Task instructions
Take the data below and extract the lines from the one with "wall clock, not" to the one with "## Followups (not in this PR)", inclusive, exactly as written.

Material to process
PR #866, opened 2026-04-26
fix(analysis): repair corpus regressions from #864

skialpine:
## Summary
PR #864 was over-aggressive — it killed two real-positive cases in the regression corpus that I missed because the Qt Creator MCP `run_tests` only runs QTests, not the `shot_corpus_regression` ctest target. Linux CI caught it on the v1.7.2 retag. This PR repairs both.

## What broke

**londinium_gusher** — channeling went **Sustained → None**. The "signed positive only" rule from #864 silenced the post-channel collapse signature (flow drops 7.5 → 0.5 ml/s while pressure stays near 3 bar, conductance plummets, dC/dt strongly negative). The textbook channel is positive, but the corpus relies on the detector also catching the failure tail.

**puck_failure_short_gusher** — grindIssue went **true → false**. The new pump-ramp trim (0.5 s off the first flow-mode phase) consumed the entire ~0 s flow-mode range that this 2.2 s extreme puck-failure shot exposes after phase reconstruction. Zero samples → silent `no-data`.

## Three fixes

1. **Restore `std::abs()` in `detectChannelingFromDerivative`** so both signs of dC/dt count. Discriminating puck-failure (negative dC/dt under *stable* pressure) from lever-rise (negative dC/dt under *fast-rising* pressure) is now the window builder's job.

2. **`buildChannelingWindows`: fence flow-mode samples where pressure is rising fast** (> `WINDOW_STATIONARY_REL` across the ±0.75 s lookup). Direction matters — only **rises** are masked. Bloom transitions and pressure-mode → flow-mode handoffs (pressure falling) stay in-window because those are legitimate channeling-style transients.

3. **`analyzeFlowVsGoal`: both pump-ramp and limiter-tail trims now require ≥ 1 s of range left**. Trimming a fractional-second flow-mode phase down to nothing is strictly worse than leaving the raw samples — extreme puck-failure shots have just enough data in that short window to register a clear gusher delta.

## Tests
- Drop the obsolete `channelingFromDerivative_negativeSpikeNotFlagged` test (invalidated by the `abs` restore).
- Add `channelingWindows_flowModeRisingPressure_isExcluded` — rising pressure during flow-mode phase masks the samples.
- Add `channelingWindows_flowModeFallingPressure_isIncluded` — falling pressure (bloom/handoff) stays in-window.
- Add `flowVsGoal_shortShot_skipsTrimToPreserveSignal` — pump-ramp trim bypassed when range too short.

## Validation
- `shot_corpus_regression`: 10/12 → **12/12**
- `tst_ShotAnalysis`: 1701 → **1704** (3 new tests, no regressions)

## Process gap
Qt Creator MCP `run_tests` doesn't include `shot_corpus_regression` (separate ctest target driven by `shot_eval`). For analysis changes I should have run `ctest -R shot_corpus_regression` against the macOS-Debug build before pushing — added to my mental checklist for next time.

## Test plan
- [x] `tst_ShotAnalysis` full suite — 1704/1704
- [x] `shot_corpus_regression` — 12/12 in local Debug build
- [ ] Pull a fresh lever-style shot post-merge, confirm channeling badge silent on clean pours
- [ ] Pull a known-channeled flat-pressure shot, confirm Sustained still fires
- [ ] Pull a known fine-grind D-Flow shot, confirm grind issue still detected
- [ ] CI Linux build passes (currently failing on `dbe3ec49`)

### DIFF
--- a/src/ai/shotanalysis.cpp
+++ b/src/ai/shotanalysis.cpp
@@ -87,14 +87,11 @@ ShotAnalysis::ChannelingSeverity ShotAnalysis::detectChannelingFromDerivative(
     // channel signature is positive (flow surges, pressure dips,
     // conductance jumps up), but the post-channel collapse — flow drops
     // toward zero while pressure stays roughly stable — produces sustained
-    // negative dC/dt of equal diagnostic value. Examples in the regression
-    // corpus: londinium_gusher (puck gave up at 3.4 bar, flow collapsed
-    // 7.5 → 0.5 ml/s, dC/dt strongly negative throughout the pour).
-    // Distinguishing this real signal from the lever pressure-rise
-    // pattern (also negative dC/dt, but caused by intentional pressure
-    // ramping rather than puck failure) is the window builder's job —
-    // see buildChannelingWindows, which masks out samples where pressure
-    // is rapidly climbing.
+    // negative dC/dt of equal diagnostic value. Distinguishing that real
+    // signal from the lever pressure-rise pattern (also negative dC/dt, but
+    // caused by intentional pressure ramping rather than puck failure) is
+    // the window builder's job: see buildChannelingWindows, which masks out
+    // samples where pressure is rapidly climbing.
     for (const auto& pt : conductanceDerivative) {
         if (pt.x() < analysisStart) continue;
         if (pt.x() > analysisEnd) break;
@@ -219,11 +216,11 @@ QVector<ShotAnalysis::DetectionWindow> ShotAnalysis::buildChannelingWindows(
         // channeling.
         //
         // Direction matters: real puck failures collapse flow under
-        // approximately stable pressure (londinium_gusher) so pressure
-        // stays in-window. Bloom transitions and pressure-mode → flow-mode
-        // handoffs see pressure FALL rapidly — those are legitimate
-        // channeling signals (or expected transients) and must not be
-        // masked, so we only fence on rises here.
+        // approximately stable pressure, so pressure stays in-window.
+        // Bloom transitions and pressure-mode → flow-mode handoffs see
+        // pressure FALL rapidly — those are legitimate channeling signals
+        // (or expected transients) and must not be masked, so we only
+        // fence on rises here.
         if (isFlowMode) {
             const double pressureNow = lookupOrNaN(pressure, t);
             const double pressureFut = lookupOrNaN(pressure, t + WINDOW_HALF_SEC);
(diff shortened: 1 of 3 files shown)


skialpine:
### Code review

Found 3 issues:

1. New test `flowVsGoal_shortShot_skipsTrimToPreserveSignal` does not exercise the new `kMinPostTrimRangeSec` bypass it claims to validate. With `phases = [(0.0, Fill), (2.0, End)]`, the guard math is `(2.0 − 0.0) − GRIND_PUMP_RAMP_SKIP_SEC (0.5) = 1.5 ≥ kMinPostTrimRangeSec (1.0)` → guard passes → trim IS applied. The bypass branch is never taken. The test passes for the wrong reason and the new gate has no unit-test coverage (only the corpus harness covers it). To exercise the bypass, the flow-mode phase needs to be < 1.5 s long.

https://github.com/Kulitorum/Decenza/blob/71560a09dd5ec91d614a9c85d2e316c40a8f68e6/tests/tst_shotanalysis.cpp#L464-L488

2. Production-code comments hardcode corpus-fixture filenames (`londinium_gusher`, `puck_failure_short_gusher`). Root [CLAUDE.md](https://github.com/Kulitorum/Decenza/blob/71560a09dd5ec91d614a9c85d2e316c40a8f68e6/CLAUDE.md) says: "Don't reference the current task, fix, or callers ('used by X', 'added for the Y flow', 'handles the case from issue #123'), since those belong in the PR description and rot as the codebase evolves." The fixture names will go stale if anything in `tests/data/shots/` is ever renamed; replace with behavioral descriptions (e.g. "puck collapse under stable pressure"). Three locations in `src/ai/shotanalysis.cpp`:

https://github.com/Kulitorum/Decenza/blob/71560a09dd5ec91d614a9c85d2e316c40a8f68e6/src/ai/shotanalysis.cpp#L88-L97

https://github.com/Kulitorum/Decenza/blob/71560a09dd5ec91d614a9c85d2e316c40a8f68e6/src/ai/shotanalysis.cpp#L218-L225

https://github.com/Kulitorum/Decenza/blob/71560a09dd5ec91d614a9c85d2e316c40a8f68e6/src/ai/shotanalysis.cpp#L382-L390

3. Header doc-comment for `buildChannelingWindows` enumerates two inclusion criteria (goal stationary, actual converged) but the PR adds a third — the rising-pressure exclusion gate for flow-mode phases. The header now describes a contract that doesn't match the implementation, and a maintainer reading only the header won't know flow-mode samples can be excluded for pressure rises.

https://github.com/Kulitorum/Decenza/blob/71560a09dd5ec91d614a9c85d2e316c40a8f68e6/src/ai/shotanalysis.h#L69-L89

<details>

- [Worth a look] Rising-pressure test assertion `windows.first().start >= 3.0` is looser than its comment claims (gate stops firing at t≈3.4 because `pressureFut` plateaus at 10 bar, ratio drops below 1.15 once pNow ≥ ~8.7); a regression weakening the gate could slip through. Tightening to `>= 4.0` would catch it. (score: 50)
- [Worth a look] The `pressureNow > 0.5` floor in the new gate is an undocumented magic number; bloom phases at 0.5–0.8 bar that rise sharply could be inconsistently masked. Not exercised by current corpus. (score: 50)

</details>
* * *
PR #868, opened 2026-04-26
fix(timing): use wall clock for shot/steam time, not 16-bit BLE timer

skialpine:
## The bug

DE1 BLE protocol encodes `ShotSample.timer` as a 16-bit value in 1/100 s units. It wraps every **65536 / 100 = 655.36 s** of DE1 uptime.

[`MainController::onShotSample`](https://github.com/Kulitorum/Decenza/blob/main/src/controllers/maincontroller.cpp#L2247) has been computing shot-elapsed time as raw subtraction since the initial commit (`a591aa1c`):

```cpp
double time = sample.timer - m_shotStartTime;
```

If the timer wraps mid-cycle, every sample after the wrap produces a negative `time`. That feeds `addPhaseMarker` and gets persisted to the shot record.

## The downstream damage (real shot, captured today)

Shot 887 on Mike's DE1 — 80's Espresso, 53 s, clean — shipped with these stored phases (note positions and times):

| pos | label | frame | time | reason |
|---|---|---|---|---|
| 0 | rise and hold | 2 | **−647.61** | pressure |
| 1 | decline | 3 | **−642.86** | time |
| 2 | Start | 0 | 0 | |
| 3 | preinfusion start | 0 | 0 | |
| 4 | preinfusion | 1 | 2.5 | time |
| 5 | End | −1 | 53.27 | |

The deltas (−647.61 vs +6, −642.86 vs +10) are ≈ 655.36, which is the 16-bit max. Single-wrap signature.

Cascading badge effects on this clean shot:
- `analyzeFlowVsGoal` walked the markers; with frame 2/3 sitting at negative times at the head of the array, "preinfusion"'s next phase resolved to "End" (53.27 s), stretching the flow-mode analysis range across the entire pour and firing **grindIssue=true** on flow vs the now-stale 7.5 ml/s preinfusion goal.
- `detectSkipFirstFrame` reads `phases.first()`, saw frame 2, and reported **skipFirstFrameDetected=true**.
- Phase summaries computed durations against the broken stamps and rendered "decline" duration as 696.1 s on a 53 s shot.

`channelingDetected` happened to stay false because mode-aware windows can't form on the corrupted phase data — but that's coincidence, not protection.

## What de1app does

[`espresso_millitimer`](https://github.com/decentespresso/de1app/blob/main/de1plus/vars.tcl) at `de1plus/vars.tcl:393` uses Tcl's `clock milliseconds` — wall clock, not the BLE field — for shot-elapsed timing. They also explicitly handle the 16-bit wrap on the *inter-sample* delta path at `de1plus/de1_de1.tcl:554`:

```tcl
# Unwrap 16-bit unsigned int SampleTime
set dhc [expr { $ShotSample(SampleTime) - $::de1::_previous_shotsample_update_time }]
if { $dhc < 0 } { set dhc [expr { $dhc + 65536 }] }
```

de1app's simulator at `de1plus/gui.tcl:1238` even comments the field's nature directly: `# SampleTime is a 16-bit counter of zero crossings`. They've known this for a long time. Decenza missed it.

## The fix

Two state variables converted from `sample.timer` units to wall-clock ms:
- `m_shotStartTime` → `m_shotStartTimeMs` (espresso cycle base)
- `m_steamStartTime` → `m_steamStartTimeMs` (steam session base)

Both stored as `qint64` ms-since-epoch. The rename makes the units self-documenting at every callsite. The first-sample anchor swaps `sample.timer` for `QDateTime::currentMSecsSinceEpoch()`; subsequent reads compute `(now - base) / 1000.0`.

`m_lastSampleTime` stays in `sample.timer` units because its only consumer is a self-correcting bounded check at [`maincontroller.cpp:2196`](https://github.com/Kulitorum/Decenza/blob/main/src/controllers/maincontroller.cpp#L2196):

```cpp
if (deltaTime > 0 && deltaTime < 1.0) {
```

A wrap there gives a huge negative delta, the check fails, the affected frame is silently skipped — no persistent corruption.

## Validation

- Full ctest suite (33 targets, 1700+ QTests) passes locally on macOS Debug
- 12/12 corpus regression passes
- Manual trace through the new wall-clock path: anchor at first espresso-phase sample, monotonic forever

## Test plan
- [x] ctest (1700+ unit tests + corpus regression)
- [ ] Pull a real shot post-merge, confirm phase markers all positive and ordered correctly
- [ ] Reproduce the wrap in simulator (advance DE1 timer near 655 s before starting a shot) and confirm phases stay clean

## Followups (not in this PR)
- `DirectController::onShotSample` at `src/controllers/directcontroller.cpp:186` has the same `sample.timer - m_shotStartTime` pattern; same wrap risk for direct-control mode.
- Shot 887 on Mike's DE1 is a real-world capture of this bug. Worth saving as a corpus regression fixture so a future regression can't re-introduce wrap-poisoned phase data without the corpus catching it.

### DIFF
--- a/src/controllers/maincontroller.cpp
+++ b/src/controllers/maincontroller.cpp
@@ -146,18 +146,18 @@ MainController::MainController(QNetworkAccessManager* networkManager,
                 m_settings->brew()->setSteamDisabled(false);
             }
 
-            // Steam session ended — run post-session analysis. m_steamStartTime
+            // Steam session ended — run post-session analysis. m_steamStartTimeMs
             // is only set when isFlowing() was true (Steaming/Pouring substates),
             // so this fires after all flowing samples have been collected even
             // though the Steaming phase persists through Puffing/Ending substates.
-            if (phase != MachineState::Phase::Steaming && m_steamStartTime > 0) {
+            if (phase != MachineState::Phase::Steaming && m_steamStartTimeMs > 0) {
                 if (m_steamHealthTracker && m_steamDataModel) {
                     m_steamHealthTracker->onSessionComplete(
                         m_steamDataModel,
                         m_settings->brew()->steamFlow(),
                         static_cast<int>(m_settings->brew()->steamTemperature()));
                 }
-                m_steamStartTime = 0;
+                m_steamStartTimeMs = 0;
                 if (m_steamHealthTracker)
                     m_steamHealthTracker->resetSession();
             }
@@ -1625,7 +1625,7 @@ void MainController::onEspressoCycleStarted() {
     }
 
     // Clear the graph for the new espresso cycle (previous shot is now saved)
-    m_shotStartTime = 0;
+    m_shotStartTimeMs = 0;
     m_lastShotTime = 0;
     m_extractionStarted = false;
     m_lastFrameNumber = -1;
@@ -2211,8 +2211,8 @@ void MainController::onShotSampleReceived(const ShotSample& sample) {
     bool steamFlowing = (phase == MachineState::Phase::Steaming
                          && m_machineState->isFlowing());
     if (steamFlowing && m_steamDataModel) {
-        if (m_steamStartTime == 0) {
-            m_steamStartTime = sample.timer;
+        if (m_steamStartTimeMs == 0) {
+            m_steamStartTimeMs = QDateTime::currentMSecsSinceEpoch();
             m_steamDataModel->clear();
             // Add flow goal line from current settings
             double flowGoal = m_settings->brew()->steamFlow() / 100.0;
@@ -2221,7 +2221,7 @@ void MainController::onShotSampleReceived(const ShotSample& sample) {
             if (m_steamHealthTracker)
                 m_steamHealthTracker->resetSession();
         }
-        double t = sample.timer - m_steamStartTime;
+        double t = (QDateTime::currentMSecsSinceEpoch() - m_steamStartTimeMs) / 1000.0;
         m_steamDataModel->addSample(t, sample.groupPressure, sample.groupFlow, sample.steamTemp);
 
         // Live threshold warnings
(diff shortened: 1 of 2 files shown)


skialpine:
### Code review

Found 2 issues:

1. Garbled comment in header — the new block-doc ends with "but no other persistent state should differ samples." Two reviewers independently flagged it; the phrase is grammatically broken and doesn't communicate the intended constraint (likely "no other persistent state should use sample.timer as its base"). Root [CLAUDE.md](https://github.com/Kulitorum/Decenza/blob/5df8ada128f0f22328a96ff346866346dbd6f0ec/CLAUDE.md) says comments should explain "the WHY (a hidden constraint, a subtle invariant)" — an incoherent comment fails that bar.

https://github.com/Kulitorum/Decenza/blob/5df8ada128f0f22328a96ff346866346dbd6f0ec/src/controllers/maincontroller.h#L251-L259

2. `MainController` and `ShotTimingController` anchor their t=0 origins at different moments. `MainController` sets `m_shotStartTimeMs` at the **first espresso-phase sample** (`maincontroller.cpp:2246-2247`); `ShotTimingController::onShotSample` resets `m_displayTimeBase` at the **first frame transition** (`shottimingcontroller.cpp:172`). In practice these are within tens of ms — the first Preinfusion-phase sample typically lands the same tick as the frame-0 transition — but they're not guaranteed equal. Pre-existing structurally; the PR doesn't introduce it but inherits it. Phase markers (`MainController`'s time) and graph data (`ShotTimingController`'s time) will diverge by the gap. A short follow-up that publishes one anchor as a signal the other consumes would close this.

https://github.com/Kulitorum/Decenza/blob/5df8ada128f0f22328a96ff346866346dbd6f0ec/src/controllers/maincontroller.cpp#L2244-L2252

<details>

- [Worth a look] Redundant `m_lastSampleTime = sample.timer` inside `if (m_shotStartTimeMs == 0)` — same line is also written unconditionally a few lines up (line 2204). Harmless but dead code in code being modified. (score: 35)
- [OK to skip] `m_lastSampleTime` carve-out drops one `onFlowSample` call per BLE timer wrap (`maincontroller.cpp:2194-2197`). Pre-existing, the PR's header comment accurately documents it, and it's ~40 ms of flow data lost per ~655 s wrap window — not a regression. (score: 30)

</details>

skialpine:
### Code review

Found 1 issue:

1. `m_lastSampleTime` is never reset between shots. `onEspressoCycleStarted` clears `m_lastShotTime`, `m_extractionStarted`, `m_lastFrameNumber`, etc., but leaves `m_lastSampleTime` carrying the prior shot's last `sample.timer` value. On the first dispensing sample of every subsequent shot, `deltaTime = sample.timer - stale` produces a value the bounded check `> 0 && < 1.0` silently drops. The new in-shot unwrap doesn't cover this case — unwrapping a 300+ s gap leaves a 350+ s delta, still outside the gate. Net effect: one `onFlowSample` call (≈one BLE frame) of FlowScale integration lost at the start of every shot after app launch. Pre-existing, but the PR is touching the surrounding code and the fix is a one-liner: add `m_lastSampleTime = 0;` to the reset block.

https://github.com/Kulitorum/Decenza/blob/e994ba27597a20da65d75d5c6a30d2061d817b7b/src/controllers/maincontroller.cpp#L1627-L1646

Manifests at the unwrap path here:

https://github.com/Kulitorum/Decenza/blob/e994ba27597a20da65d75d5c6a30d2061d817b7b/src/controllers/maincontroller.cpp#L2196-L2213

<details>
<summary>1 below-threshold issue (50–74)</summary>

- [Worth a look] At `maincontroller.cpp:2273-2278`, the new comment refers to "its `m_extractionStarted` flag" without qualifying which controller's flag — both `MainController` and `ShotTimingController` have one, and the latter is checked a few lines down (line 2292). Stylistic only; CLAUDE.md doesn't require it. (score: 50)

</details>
==
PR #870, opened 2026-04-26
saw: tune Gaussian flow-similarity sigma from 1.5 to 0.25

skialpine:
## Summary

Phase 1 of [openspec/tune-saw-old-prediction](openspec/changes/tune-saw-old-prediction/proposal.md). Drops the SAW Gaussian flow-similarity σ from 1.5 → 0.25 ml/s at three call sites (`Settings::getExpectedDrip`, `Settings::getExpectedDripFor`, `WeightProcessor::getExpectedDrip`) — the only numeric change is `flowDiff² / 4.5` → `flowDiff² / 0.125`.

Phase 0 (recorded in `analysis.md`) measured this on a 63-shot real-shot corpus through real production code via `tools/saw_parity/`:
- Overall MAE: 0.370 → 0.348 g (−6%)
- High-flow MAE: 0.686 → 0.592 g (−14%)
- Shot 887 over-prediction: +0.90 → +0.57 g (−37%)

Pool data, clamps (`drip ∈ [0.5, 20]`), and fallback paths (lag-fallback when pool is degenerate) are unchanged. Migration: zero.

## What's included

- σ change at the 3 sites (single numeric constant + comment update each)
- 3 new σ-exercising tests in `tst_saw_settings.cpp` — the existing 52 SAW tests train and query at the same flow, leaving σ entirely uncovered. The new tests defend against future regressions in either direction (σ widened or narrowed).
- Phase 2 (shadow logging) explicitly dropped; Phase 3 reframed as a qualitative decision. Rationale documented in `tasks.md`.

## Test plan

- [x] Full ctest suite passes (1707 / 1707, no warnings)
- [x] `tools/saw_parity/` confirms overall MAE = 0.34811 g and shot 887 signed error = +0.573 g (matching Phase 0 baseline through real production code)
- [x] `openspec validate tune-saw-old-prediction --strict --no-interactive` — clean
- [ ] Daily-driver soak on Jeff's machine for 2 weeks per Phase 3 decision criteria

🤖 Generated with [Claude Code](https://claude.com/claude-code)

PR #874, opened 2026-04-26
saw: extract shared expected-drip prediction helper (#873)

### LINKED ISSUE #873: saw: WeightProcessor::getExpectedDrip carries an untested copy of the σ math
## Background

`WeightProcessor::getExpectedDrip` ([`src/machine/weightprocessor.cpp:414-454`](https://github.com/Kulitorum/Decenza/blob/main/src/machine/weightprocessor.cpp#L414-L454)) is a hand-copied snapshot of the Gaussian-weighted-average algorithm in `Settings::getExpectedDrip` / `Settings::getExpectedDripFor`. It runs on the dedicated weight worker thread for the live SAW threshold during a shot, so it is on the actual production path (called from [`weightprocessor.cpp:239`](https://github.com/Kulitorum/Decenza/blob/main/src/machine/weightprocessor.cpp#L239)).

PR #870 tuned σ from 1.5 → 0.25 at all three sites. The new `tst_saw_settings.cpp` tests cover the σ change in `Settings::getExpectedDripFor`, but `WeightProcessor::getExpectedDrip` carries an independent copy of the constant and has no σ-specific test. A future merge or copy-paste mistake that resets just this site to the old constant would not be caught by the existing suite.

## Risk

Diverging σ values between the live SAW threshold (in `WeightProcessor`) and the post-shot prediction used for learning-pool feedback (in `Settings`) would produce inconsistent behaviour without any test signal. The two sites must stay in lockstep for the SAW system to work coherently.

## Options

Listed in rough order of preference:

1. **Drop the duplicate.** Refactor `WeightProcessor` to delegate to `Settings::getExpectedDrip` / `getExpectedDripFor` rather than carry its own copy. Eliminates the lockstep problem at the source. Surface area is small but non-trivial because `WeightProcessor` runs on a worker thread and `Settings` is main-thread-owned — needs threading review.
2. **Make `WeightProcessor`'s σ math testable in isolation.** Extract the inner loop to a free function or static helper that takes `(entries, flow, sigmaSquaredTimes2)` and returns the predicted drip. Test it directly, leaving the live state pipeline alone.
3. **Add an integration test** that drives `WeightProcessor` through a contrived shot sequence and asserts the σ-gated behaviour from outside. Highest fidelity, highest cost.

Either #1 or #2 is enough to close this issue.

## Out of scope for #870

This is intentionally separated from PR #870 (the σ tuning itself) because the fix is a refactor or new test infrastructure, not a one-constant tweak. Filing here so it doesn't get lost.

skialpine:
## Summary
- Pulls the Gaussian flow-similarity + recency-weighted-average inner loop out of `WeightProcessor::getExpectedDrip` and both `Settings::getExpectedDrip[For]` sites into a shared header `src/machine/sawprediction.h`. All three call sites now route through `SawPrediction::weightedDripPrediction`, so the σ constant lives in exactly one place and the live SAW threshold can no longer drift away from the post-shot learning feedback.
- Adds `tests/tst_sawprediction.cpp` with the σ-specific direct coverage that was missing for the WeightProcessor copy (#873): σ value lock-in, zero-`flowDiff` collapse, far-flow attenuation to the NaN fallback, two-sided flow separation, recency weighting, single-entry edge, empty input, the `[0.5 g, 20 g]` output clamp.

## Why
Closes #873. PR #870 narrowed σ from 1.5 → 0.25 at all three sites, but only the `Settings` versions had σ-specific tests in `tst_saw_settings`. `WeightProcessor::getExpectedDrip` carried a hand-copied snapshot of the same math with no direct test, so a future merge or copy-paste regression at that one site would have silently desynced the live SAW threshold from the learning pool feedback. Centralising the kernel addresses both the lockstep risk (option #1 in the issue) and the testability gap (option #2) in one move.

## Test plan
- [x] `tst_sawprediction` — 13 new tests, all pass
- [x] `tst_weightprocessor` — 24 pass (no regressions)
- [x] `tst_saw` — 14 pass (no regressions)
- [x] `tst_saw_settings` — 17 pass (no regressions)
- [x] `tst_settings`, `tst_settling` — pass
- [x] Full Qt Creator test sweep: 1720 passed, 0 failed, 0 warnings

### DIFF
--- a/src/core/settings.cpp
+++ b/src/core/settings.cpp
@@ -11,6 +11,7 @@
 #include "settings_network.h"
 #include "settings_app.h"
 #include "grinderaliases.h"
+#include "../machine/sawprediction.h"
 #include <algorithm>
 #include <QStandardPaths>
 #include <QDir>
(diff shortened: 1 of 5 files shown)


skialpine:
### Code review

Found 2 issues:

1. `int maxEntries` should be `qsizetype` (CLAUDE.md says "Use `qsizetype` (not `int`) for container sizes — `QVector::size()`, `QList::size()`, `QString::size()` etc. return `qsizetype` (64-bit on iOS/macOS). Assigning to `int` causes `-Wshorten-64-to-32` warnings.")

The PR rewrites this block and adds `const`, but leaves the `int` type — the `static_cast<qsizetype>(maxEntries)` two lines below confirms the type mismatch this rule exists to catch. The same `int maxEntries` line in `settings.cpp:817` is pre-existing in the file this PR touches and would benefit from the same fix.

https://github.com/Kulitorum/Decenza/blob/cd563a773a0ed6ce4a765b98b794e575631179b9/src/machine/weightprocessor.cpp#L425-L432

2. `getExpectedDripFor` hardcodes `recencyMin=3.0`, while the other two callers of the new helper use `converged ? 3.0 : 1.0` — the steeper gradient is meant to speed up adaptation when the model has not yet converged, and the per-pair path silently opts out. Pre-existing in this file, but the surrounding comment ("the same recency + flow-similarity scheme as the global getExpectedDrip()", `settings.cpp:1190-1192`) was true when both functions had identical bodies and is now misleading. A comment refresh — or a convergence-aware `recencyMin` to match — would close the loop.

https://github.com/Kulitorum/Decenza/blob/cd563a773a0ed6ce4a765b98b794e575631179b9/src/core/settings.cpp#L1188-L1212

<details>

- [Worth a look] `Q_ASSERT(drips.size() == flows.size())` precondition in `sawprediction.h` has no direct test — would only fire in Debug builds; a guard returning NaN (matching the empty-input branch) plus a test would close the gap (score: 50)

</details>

Solution to this exercise
[`espresso_millitimer`](https://github.com/decentespresso/de1app/blob/main/de1plus/vars.tcl) at `de1plus/vars.tcl:393` uses Tcl's `clock milliseconds` — wall clock, not the BLE field — for shot-elapsed timing. They also explicitly handle the 16-bit wrap on the *inter-sample* delta path at `de1plus/de1_de1.tcl:554`:

```tcl
# Unwrap 16-bit unsigned int SampleTime
set dhc [expr { $ShotSample(SampleTime) - $::de1::_previous_shotsample_update_time }]
if { $dhc < 0 } { set dhc [expr { $dhc + 65536 }] }
```

de1app's simulator at `de1plus/gui.tcl:1238` even comments the field's nature directly: `# SampleTime is a 16-bit counter of zero crossings`. They've known this for a long time. Decenza missed it.

## The fix

Two state variables converted from `sample.timer` units to wall-clock ms:
- `m_shotStartTime` → `m_shotStartTimeMs` (espresso cycle base)
- `m_steamStartTime` → `m_steamStartTimeMs` (steam session base)

Both stored as `qint64` ms-since-epoch. The rename makes the units self-documenting at every callsite. The first-sample anchor swaps `sample.timer` for `QDateTime::currentMSecsSinceEpoch()`; subsequent reads compute `(now - base) / 1000.0`.

`m_lastSampleTime` stays in `sample.timer` units because its only consumer is a self-correcting bounded check at [`maincontroller.cpp:2196`](https://github.com/Kulitorum/Decenza/blob/main/src/controllers/maincontroller.cpp#L2196):

```cpp
if (deltaTime > 0 && deltaTime < 1.0) {
```

A wrap there gives a huge negative delta, the check fails, the affected frame is silently skipped — no persistent corruption.

## Validation

- Full ctest suite (33 targets, 1700+ QTests) passes locally on macOS Debug
- 12/12 corpus regression passes
- Manual trace through the new wall-clock path: anchor at first espresso-phase sample, monotonic forever

## Test plan
- [x] ctest (1700+ unit tests + corpus regression)
- [ ] Pull a real shot post-merge, confirm phase markers all positive and ordered correctly
- [ ] Reproduce the wrap in simulator (advance DE1 timer near 655 s before starting a shot) and confirm phases stay clean

## Followups (not in this PR)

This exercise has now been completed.